Il est urgent de réhabiliter non pas la confiance en soi - le Graal de la dernière décennie - mais en autrui, l'importance de la coopération avec les autres pour bâtir des projets communs. Les entreprises les plus innovantes sont celles qui incitent leurs acteurs à tous les niveaux à échanger et à s'écouter mutuellement. Là, tout le monde se sent responsable. « Nous avons toujours su que l'égoïsme insensible était moralement mauvais. Nous savons maintenant qu'il est économiquement mauvais », disait Roosevelt en pleine crise de 1929.

La cohorte de ces nouveaux « Co » correspond donc bien à une mutation sociale mais aussi à une exigence de compétitivité. Témoin : les changements organisationnels menés aujourd'hui par Orange. "Nous faisons le pari que ce que nous sommes en train de mettre en place au niveau du dialogue social va nous permettre de faire face aux enjeux de marché et à la question des salariés face à leur travail, admet Christine Lanoé DRH Orange France. C'est bien une productivité collective qui va nous permettre d'aller vers la performance client, celle de l'entreprise aussi et aussi celle du bien-être au travail".

Sortir de la dictature du court terme

Ce qui signifie en creux : ne pas laisser la main à la comptabilité mais au sens du service et du projet. Sortir de la dictature du court terme. Etre co-producteur et co-acteur. Et lorsque l'on a la chance d'exercer un poste ou une activité à responsabilité, préférer l'exercice du pouvoir à la jouissance du pouvoir.
Les consultants qui interviennent dans les entreprises pour faire travailler les salariés en groupe savent combien le retour dans leur organisation ne permettra pas de rendre pérenne ce type d'expérience collective.
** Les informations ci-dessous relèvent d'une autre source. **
PR #393, opened 2026-05-19
docs(integration): add OMMX Quantum Benchmarks + QAOA tutorial (EN/JA)

jij-yuichiro-nakano:
## Summary
Add a new `usage` tutorial that drives QAOA on a LABS instance loaded straight from the OMMX Quantum Benchmarks dataset and compares the result against the classical SCIP solver via `ommx-pyscipopt-adapter`. Both paths consume the *same* `ommx.v1.Instance`, so the only thing that differs is the algorithm itself — making this a clean apples-to-apples end-to-end benchmark.

## What was added
- New tutorial paired sources in EN and JA: `docs/en/usage/ommx_quantum_benchmarks_qaoa.{py,ipynb}` and `docs/ja/usage/ommx_quantum_benchmarks_qaoa.{py,ipynb}`. Each `.ipynb` is regenerated from its `.py` via `jupytext --update --to ipynb` and ships with execution outputs.
- Index entries in `docs/en/usage/index.md` and `docs/ja/usage/index.md`.
- `OPTIONAL_SKIP_MODULES` entry (`ommx_quantum_benchmarks_qaoa → ommx_quantum_benchmarks`) in `tests/docs/test_tutorials.py` so the docs-test harness skips the new tutorial gracefully when the optional dataset library is not installed.
- `ommx-quantum-benchmarks>=0.0.2` added to the `dev` dependency group in `pyproject.toml` (the 0.0.1 release is not compatible with `minto>=2.0`); `uv.lock` regenerated.
- `.gitignore` entry for `.minto_experiments/`, the side-effect directory that `minto.Experiment` creates when the dataset loader pulls instances from the GitHub Container Registry.

## What can now be done
Any QOBLIB instance distributed through OMMX Quantum Benchmarks can be loaded as an `ommx.v1.Instance` and run through Qamomile's QAOA pipeline (`Instance.to_qubo()` → `BinaryModel` → hand-written `@qkernel` ansatz → `QiskitTranspiler` + `AerSimulator`) and the classical SCIP path (`ommx_pyscipopt_adapter.OMMXPySCIPOptAdapter.solve`) against the same instance, yielding directly comparable `.objective` values together with the bundled reference optimum.

## Test plan
- [x] `uv run pytest -m docs -k ommx_quantum_benchmarks_qaoa -v` — 4 tests passed (tag-whitelist EN+JA, tutorial-execution EN+JA).
- [x] Both `.py` files run end-to-end with `QAMOMILE_DOCS_TEST=1` against `ommx-quantum-benchmarks==0.0.2`, producing `Reference E* = 2` and `SCIP E(s) = 2`.
- [x] `.ipynb` files contain execution outputs in 9/11 code cells (the 2 without outputs are the commented `!pip install` cell and the `@qkernel` definition block, neither of which produces output by construction).


docs/en/usage/ommx_quantum_benchmarks_qaoa.py
```diff
@@ -0,0 +1,483 @@
...
+#
+# **OMMX** ([Open Mathematical prograMming eXchange](https://jij-inc.github.io/ommx/en/introduction.html))
+# is a data format for exchanging mathematical optimization problems across
+# tools — its `ommx.v1.Instance` carries the objective, constraints,
+# decision-variable metadata, and (optionally) a reference solution.
+#
+# **OMMX Quantum Benchmarks** is a curated collection of optimization
+# benchmark instances distributed in this `ommx.v1.Instance` format. The
+# first dataset shipped is **QOBLIB** (Quantum Optimization Benchmarking
+# Library) [](https://arxiv.org/abs/2504.03832), which contains nine
```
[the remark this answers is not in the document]
jij-yuichiro-nakano: Fixed in 6505dea712e8072848e6c278a764b1bf5c87f941: replaced the empty-text markdown link with a named link `[arXiv:2504.03832](https://arxiv.org/abs/2504.03832)`. The `.py` is the source of truth and there is only one arXiv reference in the file (line 51 in the original); line 96 is the same reference rewrapped after the edit, not a separate instance.

docs/ja/usage/ommx_quantum_benchmarks_qaoa.py
```diff
@@ -0,0 +1,376 @@
...
+# %%
+# 本チュートリアルで追加で必要なパッケージのインストール
+# # !pip install qamomile ommx-quantum-benchmarks ommx-pyscipopt-adapter
+
+# %% [markdown]
+# ## OMMX Quantum Benchmarksとは?
+#
+# **OMMX** ([Open Mathematical prograMming eXchange](https://jij-inc.github.io/ommx/en/introduction.html))は、数理最適化問題をツール間で受け渡すためのデータフォーマットです。`ommx.v1.Instance`には目的関数、制約条件、決定変数のメタデータ、そして必要に応じて参照解が格納されます。
+#
+# **OMMX Quantum Benchmarks**は、この`ommx.v1.Instance`形式で配布される最適化ベンチマークインスタンス集です。最初に提供されているデータセットは**QOBLIB** (Quantum Optimization Benchmarking Library) [](https://arxiv.org/abs/2504.03832)で、近年の量子最適化研究で頻繁に取り上げられる9つの問題ファミリーを収録しています。具体的にはLABS、Market Split、Independent Set、Steiner Tree Packingなどが含まれます。
```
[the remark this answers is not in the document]
jij-yuichiro-nakano: Fixed in 6505dea712e8072848e6c278a764b1bf5c87f941: replaced the empty-text markdown link with a named link `[arXiv:2504.03832](https://arxiv.org/abs/2504.03832)`. The `.py` has only one arXiv reference (line 35); line 62 refers to the paired `.ipynb`, which was regenerated via `jupytext --update --to ipynb` so EN and JA stay in sync.

docs/en/usage/ommx_quantum_benchmarks_qaoa.py
```diff
@@ -0,0 +1,483 @@
...
+
+# %%
+def evaluate_with_ommx(
+    sample_result, spin_model: BinaryModel, ommx_instance: ommx.v1.Instance
+) -> ommx.v1.SampleSet:
+    """Decode SPIN samples, flip to BINARY, and evaluate against the OMMX instance."""
+    binary_ss = spin_model.decode_from_sampleresult(sample_result)
+    ommx_samples = ommx.v1.Samples({})
+    next_id = 0
+    for sample, occ in zip(binary_ss.samples, binary_ss.num_occurrences):
```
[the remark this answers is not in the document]
jij-yuichiro-nakano: Fixed in 27af32c30f6a41912f53ad5ae0f14f939da0dd86: renamed `binary_ss` to `spin_ss` in `evaluate_with_ommx` so the variable name matches the actual SPIN-domain contents of `spin_model.decode_from_sampleresult(...)`. The loop now reads `for sample, occ in zip(spin_ss.samples, spin_ss.num_occurrences)`, and the explicit `x = (1 - s) / 2` SPIN -> BINARY conversion stays in place. Paired `.ipynb` regenerated.

docs/ja/usage/ommx_quantum_benchmarks_qaoa.py
```diff
@@ -0,0 +1,376 @@
...
+
+# %%
+def evaluate_with_ommx(
+    sample_result, spin_model: BinaryModel, ommx_instance: ommx.v1.Instance
+) -> ommx.v1.SampleSet:
+    """SPINサンプルをデコードし、BINARYに変換してOMMXインスタンスで評価する。"""
+    binary_ss = spin_model.decode_from_sampleresult(sample_result)
+    ommx_samples = ommx.v1.Samples({})
+    next_id = 0
+    for sample, occ in zip(binary_ss.samples, binary_ss.num_occurrences):
```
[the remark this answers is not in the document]
jij-yuichiro-nakano: Fixed in 27af32c30f6a41912f53ad5ae0f14f939da0dd86: renamed `binary_ss` to `spin_ss` in `evaluate_with_ommx` so the variable name matches the actual SPIN-domain contents of `spin_model.decode_from_sampleresult(...)`. The loop now reads `for sample, occ in zip(spin_ss.samples, spin_ss.num_occurrences)`, and the explicit `x = (1 - s) / 2` SPIN -> BINARY conversion stays in place. Paired `.ipynb` regenerated.

docs/en/usage/index.md
ksk-jij, line 1: [question]
I feel like this can go under integration since OMMX Quantum Benchmarks is not a part of Qamomile at lease and usage feels like more usage of Qamomile. What do you think?

docs/ja/usage/ommx_quantum_benchmarks_qaoa.py
```diff
@@ -0,0 +1,376 @@
...
+# %% [markdown]
+# ---
+# tags: [usage, optimization, variational]
+# ---
+#
+# # OMMXベンチマークの活用 (1): Qamomileによる量子アルゴリズムの実装とベンチマーク
+#
+# 本チュートリアルでは、Qamomileで構築した量子アルゴリズムを公開ベンチマークデータセットから取得した問題で動かし、その解の品質を古典ソルバーと同一のパイプライン上で比較する方法を示します。
+#
+# **目標。** Qamomileで自前のQAOAソルバーを構築し、[OMMX Quantum Benchmarks](https://github.com/Jij-Inc/OmmxQuantumBenchmarks)データセットからロードした**Low Autocorrelation Binary Sequences (LABS)** インスタンスに対して実行し、[`ommx-pyscipopt-adapter`](https://github.com/Jij-Inc/ommx-pyscipopt-adapter)経由で利用できる古典ソルバーSCIPと結果をベンチマークします。QAOAパスとSCIPパスはどちらも*同一*の`ommx.v1.Instance`を入力として受け取るため、両者の差は実質的にアルゴリズムそのものだけになり、フェアな比較が可能です。
```
ksk-jij: [my opinion]
"目標。" feels a bit off as Japanese. Could you update here? Like "目標："?

docs/ja/usage/ommx_quantum_benchmarks_qaoa.py
```diff
@@ -0,0 +1,376 @@
...
+#     language: python
+#     name: python3
+# ---
+
+# %% [markdown]
+# ---
+# tags: [usage, optimization, variational]
+# ---
+#
+# # OMMXベンチマークの活用 (1): Qamomileによる量子アルゴリズムの実装とベンチマーク
```
ksk-jij: [question]
Is there any specific reason that you named this (1)? Are you planning to create the second at this moment? If you are not planning to create a new one, I think for now we just say "OMMXベンチマークの活用" since we always can update the name when needed.

ksk-jij: [my opinion]
In this documentation, we only use `ommx-quantum-benchmarks`. Thus, it might be nice to say "OmmxQuantumBenchmarksの活用" or something like clearly mentioning ommx-quantum-benchmarks. The current name could be for any ommx benchmarks.

docs/ja/usage/ommx_quantum_benchmarks_qaoa.py
ksk-jij: [question]
Is there any reason that you didn't use `QAOAConverter`? I believe this documentation is for describing how to integrate OMMX Quantum Benchmarks with Qamomile. So, in that sense, using `QAOAConverter` is more easier to get it?

As you might think, in that case, the reader might not understand how to corporate OMMX Quantum Benchmarks with their own qkernel, but we have [BinaryModelの使い方](https://jij-inc-qamomile.readthedocs-hosted.com/latest/ja/usage/binary-model/) page. So, we can put the link at the appropriate section/cell.

What do you think?

docs/ja/usage/ommx_quantum_benchmarks_qaoa.py
```diff
@@ -0,0 +1,376 @@
...
+# \qquad k = 1, 2, \dots, n-1
+# $$
+#
+# をできるだけ0に近づけるものを求める問題です。ベンチマークの目的関数は**自己相関の二乗和**
+#
+# $$
+# E(\boldsymbol{s}) = \sum_{k=1}^{n-1} c_k(\boldsymbol{s})^2,
+# $$
+#
+# であり、これを*最小化*します(等価的に、**メリットファクター** $F = n^2 / (2 E)$を最大化することに相当します)。LABSはNP-hardであり、古典・量子の両方のヒューリスティクスのストレステストとして長く使われてきました。
```
ksk-jij: [question]
Could you let me know why "メリットファクター" is mentioned here for me?

docs/ja/usage/ommx_quantum_benchmarks_qaoa.py
```diff
@@ -0,0 +1,376 @@
...
+
+scip_E = int(round(scip_solution.objective))
+print(f"SCIP E(s):    {scip_E}")
+print(f"SCIP feasible: {scip_solution.feasible}")
+print(f"Wall time:    {scip_solve_time:.3f} s")
+
+# %% [markdown]
+# ## 結果の比較
+#
+# SCIPは最適解を一意に返す決定論的なソルバーですが、QAOAはビット列の*分布*を返します。そこでQAOA側は**ベストショット**(全サンプル中で最も低い目的値を達成したビット列)と、参照最適値に対する**ヒット率**(その値を達成したショットの割合)を報告します。
```
ksk-jij: [my opinion]
"報告します。" feels a bit off as Japanese here. "みます" or something like that feels better personally. What do you think?

docs/ja/usage/ommx_quantum_benchmarks_qaoa.py
```diff
@@ -0,0 +1,376 @@
...
+print(f"{'SCIP (classical)':<22} {scip_E:>8} {scip_solve_time:>12.3f}")
+print(f"{'QAOA (best shot)':<22} {qaoa_best_E:>8} {qaoa_optimize_time:>12.2f}")
+print()
+print(f"QAOA hit rate on E* = {ref_E}: {hit_rate:.1%}  ({final_shots} shots)")
+
+# %% [markdown]
+# このベンチマークから読み取れることは大きく2点あります。
+#
+# 1. **最適値の到達。** SCIPとQAOAベストショットのどちらも参照最適値$E^\star = 2$に到達しており、QAOAは$n = 5$かつ$p = 3$レイヤーという軽い設定でも最適系列を*見つけられる*ことが分かります。
+# 2. **集中度。** QAOAの価値はサンプリング確率を低エネルギーのビット列に集中させる点にあります。上記のヒット率(およびヒストグラム左端の集中)が、その性質を定量化したものです。
```
ksk-jij: [my opinion]
As same as the first "目標". "最適値の到達。" and "集中度。" feel a bit off as Japanese.

ksk-jij: [question]
With this sentence and only saying 0.8 percent, this notebook says QAOA is quite bad. Is that intentional?

docs/ja/usage/ommx_quantum_benchmarks_qaoa.py
```diff
@@ -0,0 +1,376 @@
...
+#
+# 経過時間の列は両者の性質の*違い*を捉えるための値で、勝敗判定として読むものではありません。SCIPはQUBOに対してCPU上で直接動作するのに対し、QAOA側の計測値はステートベクタシミュレータ上での古典・量子最適化ループ全体を含みます。$n$が大きくなったときに、厳密だが指数的に伸びるbranch-and-boundと、ヒューリスティックだが多項式深さで済む回路という*定性的*なトレードオフが立ち現れる、そここそがOMMX Quantum Benchmarksのようなデータセットが両陣営の評価に役立つ理由です。
```
ksk-jij: [my opinion]
I feel we don't need "勝敗判定として読むものではありません". We just can say "経過時間の列は両者の性質の*違い*を捉えるための値です。SCIPは....". What do you think?

ksk-jij: [my opinion]
I believe "branch-and-bound" means SCIP solver, but we didn't explain about SCIP, so I feel either just saying SCIP without branch-and-bound or explaining this is SCIP is better. What do you think?

docs/ja/usage/ommx_quantum_benchmarks_qaoa.py
```diff
@@ -0,0 +1,376 @@
...
+# %% [markdown]
+# ## まとめ
+#
+# 本チュートリアルでは次のことを行いました。
+#
+# 1. **OMMX Quantum Benchmarks**データセットからLABSインスタンスをそのまま`ommx.v1.Instance`として読み込みました。
+# 2. `Instance.to_qubo()`でQUBOを取り出して`BinaryModel`にラップし、スピン領域に切り替えた上で、自作のQAOA ansatz(`@qkernel`)を`QiskitTranspiler` + `AerSimulator`を通じて実行しました。
+# 3. QAOAの出力(ベストショット、ヒット率、サンプリング分布)を、*同じ*インスタンスに対する`ommx_pyscipopt_adapter.OMMXPySCIPOptAdapter.solve`の結果、およびベンチマークに同梱された参照最適値と比較しました。
+#
+# 同じパイプラインは他のQOBLIBデータセット(`Marketsplit`、`IndependentSet`、`Network`など)にもそのまま適用できます。対応する`BaseDataset`サブクラスでロードし、`Instance.to_qubo()`でQUBOを取り出して、同じ`BinaryModel` + QAOA ansatz + transpileのループを再利用するだけです。インスタンスサイズがローカルシミュレータの能力を超えた場合は、同じ`executable`をQamomileの他のバックエンド(`QuriPartsTranspiler`、`CudaqTranspiler`など)や実機にそのまま切り替えられます。
```
ksk-jij: [my opinion]
It is first time mentioning "BaseDataset" in this tutorial and I feel this is not necessary since the users can just download instances with `Marketsplit`, `IndependentSet` and so on. What do you think?

docs/ja/usage/ommx_quantum_benchmarks_qaoa.py
```diff
@@ -0,0 +1,376 @@
...
+#
+# **次のステップ:**
+#
+# - QAOAそのものの数学については、[QAOA for MaxCut](../algorithm/qaoa_maxcut)と[QAOA for Graph Partitioning](../algorithm/qaoa_graph_partition)を参照してください。
```
ksk-jij: [my opinion]
Since our documentation pages will grow more and more, maybe we don't need to do this linking at the end, but at the appropriate section/cell. For instance, we can put this link at the first time mentioning QAOA in this tutorial instead of here.

ksk-jij (commented):
@jij-yuichiro-nakano Thank youp! I've left some comments. Please have a look :)

docs/en/usage/index.md
jij-yuichiro-nakano: Thank you for the suggestion. I agree — OMMX Quantum Benchmarks is not part of Qamomile itself, so this article fits better under `integration/`. I moved both the EN and JA versions from `usage/` to `integration/`, updated the `tags:` frontmatter from `[usage, ...]` to `[integration, ...]`, removed the entries from `usage/index.md`, added them to `integration/index.md`, and dropped the now-unneeded `OPTIONAL_SKIP_MODULES` entry in `tests/docs/test_tutorials.py` (since `integration/` is excluded from docs CI execution).

docs/ja/usage/ommx_quantum_benchmarks_qaoa.py
jij-yuichiro-nakano: Thank you for the catch. You are right that the trailing 。 reads awkwardly. I changed `**目標。**` to `**目標:**` in the JA `.py` and `.ipynb`.

docs/ja/usage/ommx_quantum_benchmarks_qaoa.py
jij-yuichiro-nakano: Thank you for asking. There is a follow-up article in mind — a larger-scale tutorial that uses PCE — and the `(1)` is meant to anchor that. PCE is still in PR review, so I have not started writing the second article yet. I would like to keep `(1)` for now; if the follow-up does not materialize, we can drop the suffix later.

jij-yuichiro-nakano: Thank you for the feedback. You are right that "OMMXベンチマーク" / "OMMX Benchmarks" alone is too generic. I updated both titles to use the actual dataset name: `OMMX Quantum Benchmarksの活用 (1): ...` / `Using OMMX Quantum Benchmarks (1): ...`. The link text in `integration/index.md` (EN and JA) is updated to match.

docs/ja/usage/ommx_quantum_benchmarks_qaoa.py
jij-yuichiro-nakano: Thank you for the question. The intent of this tutorial is to show how to plug a small hand-written qkernel together with OMMX Quantum Benchmarks. The follow-up article (the `(1)` I mentioned in the title) will use PCE on a larger benchmark instance, and that one will demonstrate the `QAOAConverter` path. For that reason I would like to keep the from-scratch qkernel build here. The BinaryModel-page link suggestion is a good idea — I will fold it into the follow-up article where it fits more naturally.

docs/ja/usage/ommx_quantum_benchmarks_qaoa.py
jij-yuichiro-nakano: Thank you for the question. You are right — the merit factor is mentioned but never reused as a comparison metric in this article. I removed both mentions (the problem-statement and the reference-solution paragraphs) and normalized the narrative around $E$ in EN and JA.

docs/ja/usage/ommx_quantum_benchmarks_qaoa.py
jij-yuichiro-nakano: Thank you for the suggestion. I changed `を報告します。` to `を見てみます。` as you suggested.

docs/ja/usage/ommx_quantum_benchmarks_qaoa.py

Connecter les cerveaux en réseau ,c'est ouvrir le débat au sein même du lieu de travail.

« Quand on ne travaille que le chiffre on ne peut pas travailler le collectif et l'innovation. Désormais lors des comités de directions, on parle chiffre une heure et toute le reste de la réunion se passe à discuter business modèle, clients et orientations stratégiques », témoigne Alain Thibault, PDG du cabinet Benard Julhiet, qui dit encourager toutes les entreprises dans des démarches participatives "car c'est pour moi une découverte qui a transformé totalement la mienne".

Seule la relation peut réparer ce que la relation a détruit

Résoudre la question et la gestion des temporalités différentes dans ce changement culturel, celle des directions, des actionnaires et des salariés, risque tout de même de demander du temps. Retrouver la confiance, c'est lâcher la crainte pour s'appuyer sur la capacité à nous en remettre aux autres. Travailler l'accueil de l'autre. Seule la relation peut réparer ce que la relation a détruit. Espérons qu'on ne perde pas le « co » dans cette quête du graal pour remédier à la crise.